### Dataset records
☆ ☆ ☆ ☆ ☆

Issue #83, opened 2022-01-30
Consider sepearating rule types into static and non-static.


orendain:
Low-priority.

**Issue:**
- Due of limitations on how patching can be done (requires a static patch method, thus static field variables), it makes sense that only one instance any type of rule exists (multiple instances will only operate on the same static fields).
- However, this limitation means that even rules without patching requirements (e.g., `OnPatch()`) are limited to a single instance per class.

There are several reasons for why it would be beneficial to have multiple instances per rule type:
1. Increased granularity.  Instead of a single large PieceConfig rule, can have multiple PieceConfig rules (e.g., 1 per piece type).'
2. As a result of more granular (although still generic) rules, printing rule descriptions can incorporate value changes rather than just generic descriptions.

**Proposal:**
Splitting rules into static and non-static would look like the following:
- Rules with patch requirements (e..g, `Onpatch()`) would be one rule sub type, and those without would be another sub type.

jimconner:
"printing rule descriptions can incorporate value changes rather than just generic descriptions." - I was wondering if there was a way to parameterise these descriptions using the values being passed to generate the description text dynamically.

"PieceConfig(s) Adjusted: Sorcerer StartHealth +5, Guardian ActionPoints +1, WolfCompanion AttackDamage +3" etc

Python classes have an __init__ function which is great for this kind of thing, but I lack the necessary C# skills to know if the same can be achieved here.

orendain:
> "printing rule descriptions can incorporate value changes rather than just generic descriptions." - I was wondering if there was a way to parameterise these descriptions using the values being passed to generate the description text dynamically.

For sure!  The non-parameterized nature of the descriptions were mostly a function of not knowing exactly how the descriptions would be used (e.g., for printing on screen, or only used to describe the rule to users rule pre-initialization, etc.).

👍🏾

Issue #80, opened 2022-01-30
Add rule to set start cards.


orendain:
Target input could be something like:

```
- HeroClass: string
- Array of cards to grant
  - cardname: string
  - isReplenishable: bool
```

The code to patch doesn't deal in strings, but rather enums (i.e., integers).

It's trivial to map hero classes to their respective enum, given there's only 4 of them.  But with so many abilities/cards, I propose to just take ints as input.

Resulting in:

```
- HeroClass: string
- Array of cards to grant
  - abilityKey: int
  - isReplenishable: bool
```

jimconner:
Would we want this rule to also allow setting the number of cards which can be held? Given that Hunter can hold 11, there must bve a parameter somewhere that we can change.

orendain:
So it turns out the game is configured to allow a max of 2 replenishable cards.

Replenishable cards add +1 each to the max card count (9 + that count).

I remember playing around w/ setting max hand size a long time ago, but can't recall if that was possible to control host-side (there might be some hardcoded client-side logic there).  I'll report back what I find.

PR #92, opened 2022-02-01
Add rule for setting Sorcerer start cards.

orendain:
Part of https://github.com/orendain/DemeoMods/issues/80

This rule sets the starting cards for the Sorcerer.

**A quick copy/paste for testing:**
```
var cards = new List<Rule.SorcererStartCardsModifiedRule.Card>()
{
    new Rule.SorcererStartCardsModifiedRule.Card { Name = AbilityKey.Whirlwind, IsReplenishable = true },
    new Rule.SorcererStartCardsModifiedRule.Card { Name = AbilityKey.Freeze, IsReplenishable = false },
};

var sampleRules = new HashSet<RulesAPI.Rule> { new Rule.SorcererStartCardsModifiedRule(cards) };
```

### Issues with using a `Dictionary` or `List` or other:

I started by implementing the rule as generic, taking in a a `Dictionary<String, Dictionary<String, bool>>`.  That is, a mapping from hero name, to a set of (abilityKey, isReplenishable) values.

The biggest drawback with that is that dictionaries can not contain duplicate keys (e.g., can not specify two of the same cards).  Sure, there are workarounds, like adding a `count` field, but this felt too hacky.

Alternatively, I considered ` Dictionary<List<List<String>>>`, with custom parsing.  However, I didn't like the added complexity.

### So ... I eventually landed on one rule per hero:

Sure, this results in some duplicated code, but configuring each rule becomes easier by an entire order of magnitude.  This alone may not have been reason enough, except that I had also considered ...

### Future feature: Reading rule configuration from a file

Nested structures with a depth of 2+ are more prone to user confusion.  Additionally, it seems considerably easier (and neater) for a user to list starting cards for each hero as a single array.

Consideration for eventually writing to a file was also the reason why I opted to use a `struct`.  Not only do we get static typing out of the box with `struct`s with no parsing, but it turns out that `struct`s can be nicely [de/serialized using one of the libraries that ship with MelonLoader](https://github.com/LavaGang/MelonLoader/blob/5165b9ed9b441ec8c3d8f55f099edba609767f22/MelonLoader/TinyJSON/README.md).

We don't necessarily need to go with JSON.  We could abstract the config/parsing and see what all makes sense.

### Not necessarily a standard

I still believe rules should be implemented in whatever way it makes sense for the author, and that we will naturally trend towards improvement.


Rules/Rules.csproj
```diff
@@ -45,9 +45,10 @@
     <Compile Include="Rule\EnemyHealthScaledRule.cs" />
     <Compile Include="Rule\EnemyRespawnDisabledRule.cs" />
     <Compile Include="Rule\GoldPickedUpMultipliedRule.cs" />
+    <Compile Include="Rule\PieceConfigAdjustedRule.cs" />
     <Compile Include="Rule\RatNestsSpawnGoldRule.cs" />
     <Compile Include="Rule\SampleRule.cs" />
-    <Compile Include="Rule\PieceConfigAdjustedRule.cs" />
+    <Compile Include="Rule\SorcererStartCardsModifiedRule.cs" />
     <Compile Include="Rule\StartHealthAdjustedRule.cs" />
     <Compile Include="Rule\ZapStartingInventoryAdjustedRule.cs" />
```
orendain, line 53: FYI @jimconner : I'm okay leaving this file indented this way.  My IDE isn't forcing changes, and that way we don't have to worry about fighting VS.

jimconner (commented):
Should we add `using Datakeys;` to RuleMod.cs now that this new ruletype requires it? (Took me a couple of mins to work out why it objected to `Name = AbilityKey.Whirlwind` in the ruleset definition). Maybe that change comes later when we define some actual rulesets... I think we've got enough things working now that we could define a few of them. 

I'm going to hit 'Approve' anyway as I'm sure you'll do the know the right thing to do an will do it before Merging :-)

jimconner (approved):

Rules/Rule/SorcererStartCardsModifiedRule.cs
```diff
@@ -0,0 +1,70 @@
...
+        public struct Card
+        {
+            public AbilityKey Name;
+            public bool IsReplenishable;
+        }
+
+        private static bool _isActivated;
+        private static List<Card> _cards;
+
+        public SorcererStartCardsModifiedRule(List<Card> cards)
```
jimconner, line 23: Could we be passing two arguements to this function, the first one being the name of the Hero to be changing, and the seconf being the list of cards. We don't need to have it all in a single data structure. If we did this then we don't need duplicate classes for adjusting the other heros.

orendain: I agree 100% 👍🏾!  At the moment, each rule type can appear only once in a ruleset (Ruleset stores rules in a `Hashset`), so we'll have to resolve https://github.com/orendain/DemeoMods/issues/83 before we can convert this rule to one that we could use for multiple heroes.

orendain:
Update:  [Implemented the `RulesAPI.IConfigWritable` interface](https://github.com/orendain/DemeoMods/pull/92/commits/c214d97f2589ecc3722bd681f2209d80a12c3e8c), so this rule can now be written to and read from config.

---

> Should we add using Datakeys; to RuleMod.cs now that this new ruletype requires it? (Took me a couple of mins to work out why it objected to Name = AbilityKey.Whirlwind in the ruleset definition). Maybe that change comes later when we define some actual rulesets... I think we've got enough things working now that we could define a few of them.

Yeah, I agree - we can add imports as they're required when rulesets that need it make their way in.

☆ ☆ ☆ ☆ ☆

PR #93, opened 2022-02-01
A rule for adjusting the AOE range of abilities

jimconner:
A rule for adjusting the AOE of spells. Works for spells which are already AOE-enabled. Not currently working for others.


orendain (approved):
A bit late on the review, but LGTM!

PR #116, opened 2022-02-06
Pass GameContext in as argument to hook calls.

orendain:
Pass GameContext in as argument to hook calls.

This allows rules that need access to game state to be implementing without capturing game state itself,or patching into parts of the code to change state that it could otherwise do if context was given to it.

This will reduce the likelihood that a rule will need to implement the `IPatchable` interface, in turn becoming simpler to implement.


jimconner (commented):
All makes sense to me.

☆ ☆ ☆ ☆ ☆

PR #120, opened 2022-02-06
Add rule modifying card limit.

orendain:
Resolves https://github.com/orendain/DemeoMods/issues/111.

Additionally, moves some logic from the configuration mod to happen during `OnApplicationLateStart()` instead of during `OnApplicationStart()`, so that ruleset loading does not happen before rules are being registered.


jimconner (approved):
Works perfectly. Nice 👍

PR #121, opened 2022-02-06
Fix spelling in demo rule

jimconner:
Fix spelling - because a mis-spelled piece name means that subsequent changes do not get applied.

☆ ☆ ☆ ☆ ☆

### Work task
Working from the material above, restate word for word the lines between the line with "Sure, this results" and the line with "Nested structures with", both included, and only those.

### Task answer
Sure, this results in some duplicated code, but configuring each rule becomes easier by an entire order of magnitude.  This alone may not have been reason enough, except that I had also considered ...

### Future feature: Reading rule configuration from a file

Nested structures with a depth of 2+ are more prone to user confusion.  Additionally, it seems considerably easier (and neater) for a user to list starting cards for each hero as a single array.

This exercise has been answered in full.